Work is getting better. They are playing musical chairs with us at the moment: laying some people off, shuffling others around; but I get to keep my job, for now, and I am being given a lot more responsibility. I am really loving the challenge that it is presenting and if I get the opportunity to move up (salary position) I will take it. I love challenging myself and seeing how far I can go before it's time to find something more challenging. Side note: A perfect example of this was when I started line dancing; I learned so many dances that I had to keep a list in my phone just to remember which ones I knew. When I learned all the ones I wanted to know, I got kind of bored because there was no longer a challenge. Well, now that I no longer live near a country bar (my favorite one is 359 miles away), there is a challenge to learn the new dances when I actually do go. Wow, that was a long side note. Sorry guys.

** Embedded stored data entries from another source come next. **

PR #558, opened 2019-04-25
Changed some rules for uncrustify

htibosch:
Changed some rules for uncrustify

Description
-----------

About .uncrustify.cfg:

I tested the existing .uncrustify.cfg in combination with "tasks.c" to see what the outcome would look like: not so good.

Here below a few recommendations:

The FreeRTOS coding style never used a repeated star in multi-line comments like this one:

    /* This comment uses a
     * repeated star.
     */

There are 2 settings that allow for multi-line comments of this type:

    /* If configUSE_PORT_OPTIMISED_TASK_SELECTION is 1 then task selection is
    performed in a way that is tailored to the particular microcontroller
    architecture being used. */

I suggest to use:

    cmt_star_cont                   = false
    cmt_indent_multi                = false

No space between a pointer star and an identifier, like here:

    TaskHandle_t xTaskGetHandle( const char *pcNameToQuery )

Moving right along to: fitness. I try to go to the gym (zumba!) three days a week and ballet one day a week. I cannot get enough zumba in my life. The instructor is awesome, always has high energy. The classes last an hour and I want to give up after the first fifteen minutes. One night a week, the class goes for two hours. Now, I have gone three times and I have never made it the full two hours. I say "fuck it" after 90 minutes and throw in the towel. Actually, it's more like a grunt at that point and I walk out of class. Ballet is awesome, but I haven't been able to go in the last few weeks. That makes me sad because I love the way it makes me feel, but I do have my own ballet barre so if I ever got really depressed about it I could just practice in my living room.

Now on to current events:

On Friday, I was diagnosed with keratitis. I'm sure you're all thinking "WTF is that?". Props to any optometrists reading this who know what I'm talking about. For all the people who have no idea what that is, like me when I was told, I will give a quick run down of my particular situation. I have ulcers on my eyeballs. See, quick. Sometimes it feels like granules of sand under my lids but more the most part I am just extremely sensitive to light; it will take at least two weeks to heal. The sensitivity started on Thursday and I probably would have ignored it except that I couldn't keep my eyes open, or from watering, while driving; extremely dangerous. This weekend I was supposed to drive to California (five hour drive for me) and go with my bride friend and fellow bridesmaids and bridesman to Santa Barbara for her bachelorette party. The following day, today, I was supposed to be at another friend's wedding, whom I have known for 12 years. I could not drive, so I was unable to go. I normally do not throw myself pity parties, but today I did. I am beyond heartbroken that I missed out on two good friends' important life-events. They have been so understanding, but it doesn't make the anger and hurt I feel toward myself any less.

Enough with the depressing stuff. I can only wallow in my own sadness and self-loathing for so long before I tire of it.